Les domaines agricoles se répartissaient entre Délos et Rhénée à raison de dix propriétés sur chaque île. Il est plus malaisé d'établir une liste précise des maisons dites « sacrées ». En effet, la façon dont sont désignés dans les listes de loyers ces différents locaux voués à la résidence ou à des activités artisanales et commerciales n'est pas constante tout au long de la période. Au total, Apollon aurait été propriétaire d'une vingtaine de biens immobiliers en ville, dont dix-sept au maximum étaient loués en même temps.

La réglementation du louage des biens sacrés

Dans les cités grecques, il était d'usage de définir à l'avance dans un contrat-type (syngraphè) , qui était le plus souvent gravé, l'ensemble des conditions auxquelles un bien sacré ou appartenant à une collectivité était donné à bail. Par la suite, on se contentait de consigner dans les contrats nominaux les seuls renseignements indispensables (nom du preneur, montant de la redevance, et éventuellement bref état des lieux au moment de l'entrée en jouissance), cette « version abrégée » du contrat se référant implicitement ou explicitement (voir IG XI 2, 287 A, l. 142) à la convention générale.
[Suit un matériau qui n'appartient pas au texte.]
PR #7055, opened 2026-07-19
Add specs for default batch size in push_bulk

sobrinho:
Cover the behavior introduced in #6953 (smaller default batch size of 100 for scheduled jobs) and #7048 (apply the same default when jobs are scheduled via spread_interval).

Since the batch size is only observable in how push_bulk slices its Redis round-trips, these specs attach a redis-client middleware to a dedicated connection pool to record pipelined command batches and assert how many jobs each ZADD/LPUSH carried, without mocking any Sidekiq internals.

### DIFF
--- a/test/client_test.rb
+++ b/test/client_test.rb
@@ -77,6 +77,28 @@ class ChildHash < Hash
   end
 end
 
+# Records the batches of commands sent to Redis via pipelining so tests can
+# observe how many round-trips an operation performed. Not registered globally:
+# attach it to a dedicated pool via RedisClient's `middlewares:` config option.
+module PipelinedCommandRecorder
+  class << self
+    attr_accessor :pipelines
+
+    def record
+      self.pipelines = []
+      yield
+      pipelines
+    ensure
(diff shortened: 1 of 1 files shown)


sobrinho:
cc @mperham @fatkodima

fatkodima:
I don't like tests that test implementation internals, but this is up to Mike.

mperham:
I'm on vacation until August. I don't see this as critical to review before then.

sobrinho:
@mperham have you had time to review this?

mperham:
Sorry, I lost this so thanks for the reminder.

I don’t particularly care for the test implementation either, is there a way to verify by mocking Sidekiq internals, instead of Redis-client internals? That will make the tests more robust.

sobrinho:
Well, we are not mocking Redis internals here, the middleware thing is a public documented API to intercept the commands to Redis.

I can try to mock but would rather prefer to keep as is right now since it uses a public API instead of actually mocking.

PR #7056, opened 2026-07-22
Metrics: draw deploy marks from every day the queried window spans

### LINKED ISSUE #7053: Metrics: deploy marks from previous days are never drawn (fetch_marks only reads today's key)
`Sidekiq::Deploy#mark!` stores marks under a **per-day** key (`YYYYMMDD-marks`, 90-day TTL), but `Metrics::Query#fetch_marks` only reads **today's** key and then filters by the window. On any period longer than the current UTC day — including the Metrics page's own `?period=72h` — deploys from previous days silently disappear from the graph, while their data is still sitting in Redis.

Nothing raises, so there is no backtrace: the marks are simply dropped from the result.

### Versions

Ruby 3.4.10, Rails 8.1.3, Sidekiq 8.1.6 (also present on `main` today), redis-client 0.30.0, Redis 7, Debian (official `ruby` image).

No metrics-related configuration: stock `Sidekiq::Web` mounted, marks written from a deploy hook via `Sidekiq::Deploy.mark!`.

### Reproduction

Stock Sidekiq, empty Redis db, no app code:

```ruby
require "sidekiq"
require "sidekiq/deploy"
require "sidekiq/metrics/query"

Sidekiq::Deploy.new.mark!(at: Time.now.utc - (26 * 3600), label: "yesterday-deploy")
Sidekiq::Deploy.new.mark!(label: "today-deploy")

q = Sidekiq::Metrics::Query.new
q.send(:fetch_marks, (Time.now.utc - (72 * 3600))..Time.now.utc, :hourly).map(&:label)
```

Actual:

```
fetch_marks over 72h => ["today-deploy"]
stored yesterday     => ["yesterday-deploy"]   # Sidekiq::Deploy.new.fetch(Date.today - 1)
stored today         => ["today-deploy"]
```

Expected: both labels — both timestamps fall inside the 72h range, and both are still in Redis.

Through the UI: mark a deploy, let the UTC day roll over, mark another, then open `/sidekiq/metrics?period=72h`. Only the newest is drawn. On a live install here, `Sidekiq::Deploy.new.fetch(Date.today - 1)` returns 3 marks that the 72h view never draws.

### Cause

The write side is per-day and long-lived — [lib/sidekiq/deploy.rb](https://github.com/sidekiq/sidekiq/blob/main/lib/sidekiq/deploy.rb):

```ruby
datecode = floor.strftime("%Y%m%d")
key = "#{datecode}-marks"
pipe.hsetnx(key, stamp, label)
pipe.expire(key, MARK_TTL)   # 90 days
```

The read side reads exactly one day — [lib/sidekiq/metrics/query.rb#L170-L181](https://github.com/sidekiq/sidekiq/blob/main/lib/sidekiq/metrics/query.rb#L170-L181) on current `main`:

```ruby
def fetch_marks(time_range, granularity)
  [].tap do |result|
    marks = @pool.with { |c| c.hgetall("#{@time.strftime("%Y%m%d")}-marks") }   # <- only @time's date

    marks.each do |timestamp, label|
      time = Time.parse(timestamp)
      if time_range.cover? time
        result << MarkResult.new(time, label, Query.bkt_time_s(time, granularity))
      end
    end
  end
end
```

`time_range` spans up to 72h (3–4 UTC days), so the `time_range.cover?` filter can only narrow a set that never contained more than today in the first place.

### Suggested fix

Read every day the window actually spans:

```ruby
def fetch_marks(time_range, granularity)
  days = (time_range.begin.utc.to_date..time_range.end.utc.to_date)
  pairs = @pool.with do |conn|
    days.flat_map { |day| conn.hgetall("#{day.strftime("%Y%m%d")}-marks").to_a }
  end

  pairs.filter_map do |timestamp, label|
    time = Time.parse(timestamp)
    MarkResult.new(time, label, Query.bkt_time_s(time, granularity)) if time_range.cover?(time)
  end
end
```

That is at most 4 `HGETALL`s for the largest window, each against a small hash.

Happy to send a PR with this plus a test if it's the direction you'd want.

mrlewap:
Fixes #7053.

`Sidekiq::Deploy#mark!` stores marks under per-day keys (`YYYYMMDD-marks`, 90-day TTL), but `Metrics::Query#fetch_marks` read only today's key before applying the `time_range` filter — so on any window longer than the current UTC day (including the Metrics page's own 72h period) deploys from previous days silently vanished from the graphs while still present in Redis.

This reads every date key the queried window spans (at most 4 `HGETALL`s for the 72h view, each against a small hash) and keeps the existing range filter. Windows within a single UTC day behave exactly as before (one key, as today).

Test included: red on current `main` (`Expected ["today deploy"] to include "yesterday deploy"`), green with the fix. Full `bundle exec rake` (standard + lint:herb + test, 749 runs) passes.

### DIFF
--- a/lib/sidekiq/metrics/query.rb
+++ b/lib/sidekiq/metrics/query.rb
@@ -171,8 +171,10 @@ module Sidekiq
         [].tap do |result|
           days = (time_range.begin.utc.to_date..time_range.end.utc.to_date)
           marks = @pool.with { |c|
-            days.flat_map { |day| c.hgetall("#{day.strftime("%Y%m%d")}-marks").to_a }
-          }
+            c.pipelined { |pipeline|
+              days.each { |day| pipeline.hgetall("#{day.strftime("%Y%m%d")}-marks") }
+            }
+          }.flat_map(&:to_a)
 
           marks.each do |timestamp, label|
             time = Time.parse(timestamp)
--- a/lib/sidekiq/metrics/query.rb
+++ b/lib/sidekiq/metrics/query.rb
@@ -169,7 +169,10 @@ module Sidekiq
 
       def fetch_marks(time_range, granularity)
         [].tap do |result|
-          marks = @pool.with { |c| c.hgetall("#{@time.strftime("%Y%m%d")}-marks") }
+          days = (time_range.begin.utc.to_date..time_range.end.utc.to_date)
+          marks = @pool.with { |c|
+            days.flat_map { |day| c.hgetall("#{day.strftime("%Y%m%d")}-marks").to_a }
+          }
 
           marks.each do |timestamp, label|
             time = Time.parse(timestamp)
--- a/test/metrics_test.rb
+++ b/test/metrics_test.rb
@@ -104,6 +104,18 @@ describe Sidekiq::Metrics do
       assert_equal 1, rs.size
       assert_equal "cafed00d - some git summary line", rs[floor]
     end
+
+    it "returns marks from every day the queried window spans" do
+      whence = Time.utc(2022, 7, 22, 22, 3, 0)
+      d = Sidekiq::Deploy.new
+      d.mark!(at: whence - 26 * 60 * 60, label: "yesterday deploy")
+      d.mark!(at: whence, label: "today deploy")
+
+      q = Sidekiq::Metrics::Query.new(now: whence)
+      labels = q.top_jobs(hours: 72).marks.map(&:label)
+      assert_includes labels, "today deploy"
+      assert_includes labels, "yesterday deploy"
+    end
   end
 
   describe "histograms" do


lib/sidekiq/metrics/query.rb
```diff
@@ -169,7 +169,10 @@ def self.bkt_time_s(time, granularity)
 
       def fetch_marks(time_range, granularity)
         [].tap do |result|
-          marks = @pool.with { |c| c.hgetall("#{@time.strftime("%Y%m%d")}-marks") }
+          days = (time_range.begin.utc.to_date..time_range.end.utc.to_date)
+          marks = @pool.with { |c|
```
mperham, line 173: You should use a pipelined block here to reduce network round trips to Redis.

mrlewap:
Done — the per-day HGETALLs now go through one `pipelined` block (same idiom as api.rb). Full `bundle exec rake` green.

mperham:
It looks like you didn't run the tests locally, standardrb will reformat your code when you run rake.

mrlewap:
I did run it locally - bundle exec rake (standard + lint:herb + test) is green on this branch, and standardrb lib/sidekiq/metrics/query.rb test/metrics_test.rb (standard 1.56.0) reports no offenses; --fix changes nothing in either file. The block formatting mirrors the existing pipelined blocks in api.rb. If CI flags anything once the workflows are approved, happy to fix.

mperham:
Strange, the brace block should be converted to do..end.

Il est donc très vraisemblable qu'à Délos, une syngraphè réglementant l'affermage des biens-fonds d'Apollon fut édictée dès l'époque de l'Amphictyonie, mais elle ne nous est pas parvenue. En revanche, nous possédons des bribes d'une convention générale désignée sous le nom de Hiéra Syngraphè (ID 503), qui fut adoptée au début de la période de l'Indépendance, en 300. Il s'agit certainement d'une loi ou d'un décret de la cité délienne qui fut édicté à cette date dans le but précis d'une reprise en main du système de l'affermage, après une période de dysfonctionnement consécutive à la libération de l'île en 314. Concernant la location des biens immobiliers, aucune allusion n'est faite à un texte similaire, mais on doit en supposer l'existence, car les régimes de louage des fermes et des maisons présentent des différences notables sur bien des points : la Hiéra Syngraphè ne pouvait ainsi pas faire office de convention de référence pour la location des locaux en ville.